Eaglewood wrote:Ouch. Not a pretty picture, Ghost.
I'd like to give you a hypothetical situation based on this "superior firepower versus brains" debate.
Given: Aztecs versus Cortez and his 1,000 Spanish troops.
We know how history turned out. But.... what if things were done a little differently?
The Aztecs don't have guns or cannons, while Cortez and his men has their technology and guns.
Suppose I was an Aztec general.
I would set up an ambush. I'd send several dozen Aztec warriors to engage Cortez's army. I'll wait in the forest, or a mountain pass.
When my Aztec warriors lure the Spanish towards the forest... they'd fall for the pit-traps with spikes... or in the mountains, the Spanish would fall into a rockslide trap.
This could whittle down the Spanish numbers to, say, 600 or 700.
I'd use hit and run tactics. I'd use blowguns or throwing javelins, and have these warriors hide in trees or behind obstacles, afer the traps.
Every time Cortez loses a man, his army is weakened because he cannot recieve reinforcements unless there's teleporters or some advanced sci-fi tech to bypass the 1 - 3 month sailing journey from Spain to South America. Besides, Cortez burned his ships to motivate his men.
Also, every round of ammunition the Spanish wastes on my hundreds or thousands of Aztec troops, means eventually they'll run out of bullets and "high tech" to use aganist me. Same goes for energy cells for energy weapons.
While I have spears, javelins, blowguns, etc. that can easily be replaced.
I'll keep having my warriors conduct "alpha strike" with javelins and whatever, to attempt to seriously or mortally wound more and more of Cortez's soldiers.
That is one of my ideas how to take down a superior invading force with "primitive" technology.
Then again, the Vong might not operate as Humans do pyschologically to traps and what-not.
There are, however, more difficulties faced by the Aztecs. The most important was that their empire was an actual empire, based on the military subjugation of nations/tribes. The conquerors of Mexico had access to numerous native auxiliaries, military forces provided by various disaffected groups that hoped to profit from kicking the Aztecs from their position of prominence. Perhaps the conquered peoples that had not been fully assimilated were sufficiently tired of sending tithes of their populations to have their hearts ritually sawn out of their chests with obsidian knives, or to have their skins flayed off their living bodies to be worn as a ritual second skin by the statues of gods. Or they just got tired of paying taxes.

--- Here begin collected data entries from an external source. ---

Issue #9503, opened 2026-03-11
[BUG] Avoid N+1 queries in get_users_ids() in contest.py


Prince-Prajapati07:
## Checklist
- [x] I have searched existing issues and confirmed this is not a duplicate

## Current Behavior

The function `get_users_ids()` in `contest.py` executes one database query per username:

```python
for username in usernames:
    cur.execute(
        '''
        SELECT user_id
        FROM Identities
        WHERE username = %s
        ''',
        (username,),
    )
```
This results in N database queries for N usernames, creating an *N+1* query pattern.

The situation the Spaniards found themselves up against is a classic example of divide and conquer. The Spaniards found allies willing to provide local troops capable of fighting in the local manner. The Spaniards had horses, which proved a morale-buster for the Aztecs. The Spaniards had loud, flashy weapons. In battle, the Spaniards focused their efforts on killing their opponents, whereas the Aztecs focused their efforts on capturing their opponents injured but alive to be used as sacrifices. Combine all that with the suicidal religiously-founded confusion of the Aztec leadership, allowing the Spaniards into the Aztec capital and into direct contact with the Aztec leadership, and the Aztecs managed to very deliberately stack the deck against themselves.
Also, the areas in which the Spaniards fought were dominated by scrub and very light forest, exactly the kind of terrain the Spaniards in question had previously fought the Moors in.
As for the Borg, there just appears to be no conceivable way in which they could successfully engage any substantial force that has access to weaponry, transport and defenses equivalent to Star Wars technologies. I suspect that even the Corporate Sector Authority's picket fleet should be able to fight the Borg to a standstill.
Now, if the Borg were to specialize their cubes...
A screen of cubes devoted entirely to shields and armor, to the exclusion of anything else but antifighter weapons and engines, might then form a short-lived screening force. The screening force would then be followed by waves of cubes set up strictly as bombs, interspersed with a sprinkling of conventional cubes to fend off fighter screens.
Of course, there's still the matter of overwhelming Star Wars tech advantages in the areas of firepower and protection, not to mention vastly faster FTL travel speeds that allow forces to be concentrated and dispersed at will.